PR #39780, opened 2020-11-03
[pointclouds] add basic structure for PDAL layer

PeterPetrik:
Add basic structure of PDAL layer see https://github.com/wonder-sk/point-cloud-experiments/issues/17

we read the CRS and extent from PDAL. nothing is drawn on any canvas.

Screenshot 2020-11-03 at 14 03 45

---

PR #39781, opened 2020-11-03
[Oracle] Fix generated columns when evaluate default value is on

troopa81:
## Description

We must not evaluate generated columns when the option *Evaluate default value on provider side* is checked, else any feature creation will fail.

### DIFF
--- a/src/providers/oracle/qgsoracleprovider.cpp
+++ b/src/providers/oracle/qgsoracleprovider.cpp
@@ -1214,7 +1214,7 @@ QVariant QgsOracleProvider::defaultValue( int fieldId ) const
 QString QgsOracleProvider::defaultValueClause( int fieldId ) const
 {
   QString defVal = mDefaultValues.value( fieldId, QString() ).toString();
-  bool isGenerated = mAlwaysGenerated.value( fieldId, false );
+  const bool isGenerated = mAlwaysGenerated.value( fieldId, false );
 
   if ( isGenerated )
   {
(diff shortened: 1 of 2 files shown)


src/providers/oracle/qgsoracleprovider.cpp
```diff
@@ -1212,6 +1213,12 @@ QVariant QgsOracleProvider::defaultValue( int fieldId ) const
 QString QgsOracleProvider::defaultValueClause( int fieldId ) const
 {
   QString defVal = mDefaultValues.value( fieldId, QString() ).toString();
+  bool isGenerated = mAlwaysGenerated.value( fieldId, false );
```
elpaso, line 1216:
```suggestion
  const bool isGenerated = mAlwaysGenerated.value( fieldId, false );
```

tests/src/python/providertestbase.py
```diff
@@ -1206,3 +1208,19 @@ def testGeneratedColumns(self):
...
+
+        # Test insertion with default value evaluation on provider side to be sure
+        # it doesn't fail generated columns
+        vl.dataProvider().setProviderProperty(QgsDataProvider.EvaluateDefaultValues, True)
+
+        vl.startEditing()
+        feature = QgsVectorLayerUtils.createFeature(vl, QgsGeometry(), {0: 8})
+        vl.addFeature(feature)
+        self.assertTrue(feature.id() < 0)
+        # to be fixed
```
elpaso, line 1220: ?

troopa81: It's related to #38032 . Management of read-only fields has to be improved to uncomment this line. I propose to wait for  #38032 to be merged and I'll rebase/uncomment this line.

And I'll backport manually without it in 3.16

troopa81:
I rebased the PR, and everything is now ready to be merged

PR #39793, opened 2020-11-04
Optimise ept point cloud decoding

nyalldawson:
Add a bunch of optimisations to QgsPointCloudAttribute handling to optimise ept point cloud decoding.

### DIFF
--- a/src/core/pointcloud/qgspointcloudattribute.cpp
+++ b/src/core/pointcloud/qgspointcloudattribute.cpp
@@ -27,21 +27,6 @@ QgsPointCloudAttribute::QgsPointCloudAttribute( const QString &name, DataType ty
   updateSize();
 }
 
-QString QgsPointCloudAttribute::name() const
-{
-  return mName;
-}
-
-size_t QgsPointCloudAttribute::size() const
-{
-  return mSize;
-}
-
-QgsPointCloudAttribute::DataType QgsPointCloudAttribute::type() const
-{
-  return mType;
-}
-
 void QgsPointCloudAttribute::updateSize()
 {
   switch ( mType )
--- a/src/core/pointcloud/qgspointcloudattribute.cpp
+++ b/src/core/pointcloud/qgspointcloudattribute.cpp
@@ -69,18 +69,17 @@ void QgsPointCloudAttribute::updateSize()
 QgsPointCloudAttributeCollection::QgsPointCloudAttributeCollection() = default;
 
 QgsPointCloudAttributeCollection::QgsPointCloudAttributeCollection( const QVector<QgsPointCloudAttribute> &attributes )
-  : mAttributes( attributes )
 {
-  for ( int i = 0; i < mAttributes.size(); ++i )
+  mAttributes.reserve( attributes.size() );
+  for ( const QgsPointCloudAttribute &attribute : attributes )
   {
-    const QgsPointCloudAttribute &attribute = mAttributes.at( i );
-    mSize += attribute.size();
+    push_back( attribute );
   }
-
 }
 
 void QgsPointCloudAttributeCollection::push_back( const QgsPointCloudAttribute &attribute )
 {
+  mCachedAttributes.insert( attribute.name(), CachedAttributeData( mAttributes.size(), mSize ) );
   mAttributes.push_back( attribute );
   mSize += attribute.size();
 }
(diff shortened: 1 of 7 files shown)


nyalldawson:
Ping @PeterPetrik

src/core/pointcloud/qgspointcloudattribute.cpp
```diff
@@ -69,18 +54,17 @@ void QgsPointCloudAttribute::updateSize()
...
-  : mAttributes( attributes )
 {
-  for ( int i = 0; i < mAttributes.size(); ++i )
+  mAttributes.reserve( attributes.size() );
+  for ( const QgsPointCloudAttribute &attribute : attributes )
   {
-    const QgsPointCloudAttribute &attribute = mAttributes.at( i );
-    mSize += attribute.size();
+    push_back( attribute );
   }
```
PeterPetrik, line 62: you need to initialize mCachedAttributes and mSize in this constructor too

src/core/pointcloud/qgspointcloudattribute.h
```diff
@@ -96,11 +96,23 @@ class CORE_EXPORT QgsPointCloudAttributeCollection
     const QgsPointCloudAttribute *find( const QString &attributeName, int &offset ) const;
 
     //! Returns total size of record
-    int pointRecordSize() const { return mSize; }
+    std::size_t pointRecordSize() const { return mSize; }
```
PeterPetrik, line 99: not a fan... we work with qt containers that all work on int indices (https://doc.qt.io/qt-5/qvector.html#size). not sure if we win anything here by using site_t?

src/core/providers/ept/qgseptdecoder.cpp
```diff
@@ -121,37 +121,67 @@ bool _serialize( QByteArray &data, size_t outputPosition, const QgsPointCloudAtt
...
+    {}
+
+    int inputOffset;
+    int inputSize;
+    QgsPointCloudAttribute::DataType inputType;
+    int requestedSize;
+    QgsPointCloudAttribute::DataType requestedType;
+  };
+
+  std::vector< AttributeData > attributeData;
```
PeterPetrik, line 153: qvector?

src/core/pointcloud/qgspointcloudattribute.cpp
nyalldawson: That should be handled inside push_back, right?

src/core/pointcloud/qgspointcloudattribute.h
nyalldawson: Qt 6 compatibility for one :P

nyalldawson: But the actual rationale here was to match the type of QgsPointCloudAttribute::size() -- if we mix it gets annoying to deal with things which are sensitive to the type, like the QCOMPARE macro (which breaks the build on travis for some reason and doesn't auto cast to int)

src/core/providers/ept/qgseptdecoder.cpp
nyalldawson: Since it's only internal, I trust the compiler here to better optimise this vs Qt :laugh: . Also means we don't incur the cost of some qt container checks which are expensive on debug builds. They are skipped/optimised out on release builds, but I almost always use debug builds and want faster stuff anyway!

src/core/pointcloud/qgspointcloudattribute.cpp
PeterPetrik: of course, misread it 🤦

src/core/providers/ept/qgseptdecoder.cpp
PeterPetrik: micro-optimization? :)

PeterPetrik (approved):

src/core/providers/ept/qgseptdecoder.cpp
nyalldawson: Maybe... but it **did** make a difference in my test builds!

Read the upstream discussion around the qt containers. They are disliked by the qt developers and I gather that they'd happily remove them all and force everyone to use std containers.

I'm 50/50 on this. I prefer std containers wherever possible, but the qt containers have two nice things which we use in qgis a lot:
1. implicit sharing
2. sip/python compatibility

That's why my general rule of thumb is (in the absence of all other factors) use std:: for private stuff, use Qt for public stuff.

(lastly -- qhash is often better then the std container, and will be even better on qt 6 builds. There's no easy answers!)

WHAT IS EXPECTED:
Of the lines above, extract only those from the line with "PR #39780, opened 2020-11-03" to the line with "Screenshot 2020-11-03 at 14 03 45", both included, exactly as written.

EXERCISE ANSWER:
PR #39780, opened 2020-11-03
[pointclouds] add basic structure for PDAL layer

PeterPetrik:
Add basic structure of PDAL layer see https://github.com/wonder-sk/point-cloud-experiments/issues/17

we read the CRS and extent from PDAL. nothing is drawn on any canvas.

Screenshot 2020-11-03 at 14 03 45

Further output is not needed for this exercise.